1. Knowledge Drives Momentum
It’s a total cliché, but an eternal truth is that knowledge is power and can drive momentum in a business. So, having a research strategy and allocating your budget according to your business needs is important. Research covers a wide range of areas and disciplines. However, a core facet is this: The more research knowledge you have at your fingertips, the greater depth of view you have across the areas of interest that were identified.
Conducting research can add real value to business strategy and empower data-supported decision making. For example, understanding the markets that an organization operates in – the potential impact of changes, the opportunities they present and potential threats to be aware of – can help marketers make informed decisions and gain or maintain operational advantages, among other things.

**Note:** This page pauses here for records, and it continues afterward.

PR #274, opened 2020-12-04
DM-27863: added controller == "P" option to compute_exposure_id

suberlak:


python/lsst/obs/lsst/translators/lsst.py
```diff
@@ -398,8 +398,12 @@ def compute_exposure_id(dayobs, seqnum, controller=None):
                 # Add 1000 to the year component
                 dayobs = int(dayobs)
                 dayobs += 1000_00_00
+            elif controller == "P":
```
ktlim, line 401: Shouldn't this be "S"?  "P" means "playback" according to https://confluence.lsstcorp.org/display/SYSENG/Image+naming+and+visit+definition+conventions

timj: The problem we have is that "S" is far too generic. Imsim and Phosim can't clash so you need different controllers for each and "S" may well mean that the data are simulated by the DAQ. Have we ever taken data in playback mode? (I'm not sure what that means because if you are playing back previous data why would it be a different controller code).

Maybe we could use H for "pHosim"? It doesn't really matter so long as we pick something unique for phosim.

ktlim: The DAQ doesn't simulate data; it simulates data-taking.  It can either do so with the original metadata ("playback") or with new metadata, as if these are new images ("simulation").

Are you saying we need to distinguish between both of these and images that have never been through a DAQ? It's not clear to me why the images are any different from the pipeline's point of view.

If the point is that we may have many image generators and that they're all going into the same repo with the same instrument, I'm not sure hard-coded letters are going to be sufficient.  Wouldn't my Phosim run and someone else's Phosim run potentially clash?

timj: I'm saying I need to guarantee unique OBSID values for phosim data if they are starting to generate phosim data with LSSTCam headers. The easiest way to guarantee that uniqueness was to allocate phosim a controller code -- this is because from a pipeline perspective the files will be LSSTCam data. Currently phosim is a special instrument LSSTCamPhoSim so obsid clashes are impossible.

Investing in meaningful targeted data is the only way to truly have accurate, current, and contextual awareness. By researching your competition, for example, you can gain a wealth of usable data to build intelligence about their comparative strengths and weaknesses. Research is also a very useful tool for tracking trends. Trend tracking research can reveal what competitors are doing and which of their products and features customers are drawn to.
When it comes to allocating marketing spend, research data can give you valuable insights into determining the best marketing channels to activate, and which are most effective by customer type and location. Having a more data-supported and informed marketing strategy means that the potential ROI of spend can be more readily optimized. Knowing where customers get their information from, in which format, and when is the best time to target them, provides useful guidance that can underpin marketing strategy.
2. Research Can Support Customer-Centricity
Understanding your customers through comprehensive research can be a key differentiator that gives your business a distinct competitive advantage in the market. It can provide a platform to communicate with customers more effectively that the competition. By speaking in language that resonates with them, your organization can become a customer-centric business.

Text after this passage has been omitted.